Earlier this yr, Intel turned a member of the Frequent Hardware for Interfaces, Processors, and Methods (CHIPS) Alliance, hosted by the Linux Basis, to contribute the AIB license as an open-source normal. The thought, in fact, was to encourage business adoption and facilitate a library of AIB-equipped chiplets.
“We currently have 10 AIB-based tiles from multiple vendors that are either in-production or on power-on,” says Intel’s Nagisetty. “There are 10 more tiles in the near-term horizon from ecosystem partners including startups and university research groups.”
Foveros will increase density in a 3rd dimension
Breaking SoCs into reusable IP blocks and integrating them horizontally with high-density bridges is without doubt one of the methods Intel plans to leverage manufacturing efficiencies and proceed scaling efficiency. The subsequent step up, in response to the corporate’s packaging expertise roadmap, includes stacking dies on prime of one another, face-to-face, utilizing fine-pitched micro-bumps. This three-dimensional method, which Intel calls Foveros, closes the gap between dies, utilizing much less energy to maneuver knowledge round. Whereas Intel’s EMIB expertise is rated at roughly zero.50 pJ/bit, Foveros will get that all the way down to zero.15 pJ/bit.
Like EMIB, Foveros permits Intel to choose one of the best course of expertise for every layer of its stack. The primary implementation of Foveros, code-named Lakefield, crams processing cores, reminiscence management, and graphics right into a die manufactured at 10nm. That chiplet sits on prime of the bottom die, which incorporates the features you’d sometimes discover in a platform controller hub (audio, storage, PCIe, and many others.), manufactured on a 14nm low-power course of. Micro-bumps between the 2 pipe in energy and communications by way of TSVs within the base die. Intel then tops the stack with LPDDR4X reminiscence from one among its companions.
An entire Lakefield bundle measures simply 12x12x1mm, enabling a brand new class of gadgets between laptops and smartphones. However we don’t count on Foveros to solely serve low-power functions. In a 2019 HotChips Q&A session, Intel fellow Wilfred Gomes predicted the technology’s future ubiquity. “…the way we designed Foveros, we think it’ll span the entire range of the computing spectrum, from the lowest-end devices to the highest-end devices,” he stated.
Scalability provides us one other variable to think about
The packaging roadmap set forth throughout Intel’s Structure Day 2020 plotted every expertise by interconnect density (the variety of microbumps per sq. millimeter) and energy effectivity (pJ of vitality expended per bit of knowledge transferred). Past Foveros, Intel is pursing die-on-wafer hybrid bonding to push each metrics even additional. It expects to attain greater than 10,000 bumps/mm² and fewer than zero.05 pJ/bit.

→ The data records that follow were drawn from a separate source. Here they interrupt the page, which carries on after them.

PR #1729, opened 2019-08-17
Allow to use non-copyable and non-movable types in TEMPLATE_LIST_TEST_CASE

BenjaminW3:
This is a follow-up to #1697.

The parameter given to `convert` may not be copyable therefore it has to be
captured by const reference. For example an `std::tuple` that contains a
non-copyable type is itself non-copyable.

The NonDefaultConstructible test-case was reduced by one example type
because it did not add any value.

### DIFF
--- a/include/internal/catch_preprocessor.hpp
+++ b/include/internal/catch_preprocessor.hpp
@@ -118,7 +118,7 @@
     template<template <typename...> class Final, template< typename...> class...Containers, typename...Types>\
     constexpr auto create(TypeList<Types...>) noexcept -> decltype(append(Final<>{}, rewrap<Containers>(Types{}...)...)) { return {}; }\
     template<template <typename...> class Final, template <typename...> class List, typename...Ts>\
-    constexpr auto convert(List<Ts...>) noexcept -> decltype(append(Final<>{},TypeList<Ts>{}...)) { return {}; }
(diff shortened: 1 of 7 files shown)


BenjaminW3:
Independent from my changes CI seems to be broken:
```
0.78s$ sudo -E apt-get -yq --no-install-suggests --no-install-recommends $(travis_apt_get_options) install clang-6.0 libstdc++-8-dev
Reading package lists...
Building dependency tree...
Reading state information...
Some packages could not be installed. This may mean that you have
requested an impossible situation or if you are using the unstable
distribution that some required packages have not yet been created
or been moved out of Incoming.
The following information may help to resolve the situation:
The following packages have unmet dependencies:
 clang-6.0 : Depends: libjsoncpp0 (>= 0.6.0~rc2) but it is not installable
E: Unable to correct problems, you have held broken packages.
apt-get.diagnostics
apt-get install failed
The command "sudo -E apt-get -yq --no-install-suggests --no-install-recommends $(travis_apt_get_options) install clang-6.0 libstdc++-8-dev" failed and exited with 100 during .
Your build has been stopped.
```

horenmar:
Thanks, the CI should be fixed soon(ish) and I'll merge this afterwards.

However superior packaging applied sciences can provide utility past larger bandwidth and decrease energy. A mixture of EMIB and Foveros — dubbed Co-EMIB — guarantees scaling alternatives past both method by itself. There aren’t any real-world examples of Co-EMIB but. Nonetheless, you possibly can think about massive natural packages with embedded bridges connecting Fovoros stacks that mix accelerators and reminiscence for high-performance computing.

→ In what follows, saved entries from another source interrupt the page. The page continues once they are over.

PR #1733, opened 2019-08-22
Enable variadic macros support for MSVS 2005 as it has them

vadz:
Fix the test for MSVC version: variadic macros support is available
since MSVS 2005, a.k.a. MSVC 8, using _MSC_VER=1400.

---

I know nobody cares about this ancient compiler any more, but unfortunately I still have to build some projects using it, and I'd still like to use CATCH with it and it does support variadic macros.


horenmar:
Not gonna lie, I feel sorry for you.

Issue #1230, opened 2018-03-21
Warning from Clang Static Analyzer about returning null reference


nlohmann:
## Description

I ran Clang Static Analyzer over [nlohmann/json](https://github.com/nlohmann/json/tree/feature/catch2) which uses Catch 2.2.1 in a feature branch. The analyzer reported a warning in Catch's source code:

```
/Users/niels/Documents/repositories/json/test/thirdparty/catch/catch.hpp:4620:9: warning: Returning null reference
        return *IMutableContext::currentContext;
        ^~~~~~~~~~~~~~~~~~~~~~~~~~~~~~~~~~~~~~~
/Users/niels/Documents/repositories/json/test/thirdparty/catch/catch.hpp:9341:17: warning: Potential leak of memory pointed to by 'filename.m_start'
                CATCH_ENFORCE( !m_ofs.fail(), "Unable to open file: '" << filename << "'" );
                ^~~~~~~~~~~~~~~~~~~~~~~~~~~~~~~~~~~~~~~~~~~~~~~~~~~~~~~~~~~~~~~~~~~~~~~~~~~
/Users/niels/Documents/repositories/json/test/thirdparty/catch/catch.hpp:6620:56: note: expanded from macro 'CATCH_ENFORCE'
    do{ if( !(condition) ) CATCH_ERROR( msg ); } while(false)
                                                       ^~~~~
```

I attached a ZIP file of the HTML report where the analyzer's trace can be followed: [report.zip](https://github.com/catchorg/Catch2/files/1835392/report.zip)

This may be a false positive, but I though this about all warnings of Clang Static Analyzer that eventually turned out to be real issues :-)

### Steps to reproduce

- check out the [`feature/catch2` branch of `nlohmann/json`](https://github.com/nlohmann/json/tree/feature/catch2)
- run `make clang_analyze`

(possibly adjust the path to Clang Static Analyzer).

### Extra information

* Catch version: **v2.2.1**
* Operating System: **macOS High Sierra 10.13.3 (17D102)**
* Compiler+version: **clang version 5.0.0 (trunk 292523)**

horenmar:
The second warning is definitely bogus, but I'll take a look at the null deref.

Btw, looking through the changes, you might be interested in `REQUIRE_THROWS_MATCHES(expr, exception-type, matcher)`.

horenmar:
Finally got around this and it is definitely a false positive.

[...]

PR #1735, opened 2019-08-24
Suppress false positive from clang-analyzer

grimmn:
Fixes issue #1230

## Description
Suppress a false positive warning from the Clang static analysis tools which thought that a null reference was potentially being returned here.


horenmar:
Thanks, sorry for taking so long.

Intel’s Omni-Directional Interface (ODI) provides much more flexibility by linking chiplets subsequent to one another, connecting chiplets stacked vertically, and offering energy to the highest die in a stack immediately by way of copper pillars. These pillars are bigger than the TSVs that run by way of the bottom die in a Foveros stack, minimizing resistance and enhancing energy supply. The liberty to attach dies in any course and stack bigger tiles on prime of smaller ones provides Intel much-needed flexibility in structure. It definitely appears like a promising expertise for constructing on Foveros’ capabilities.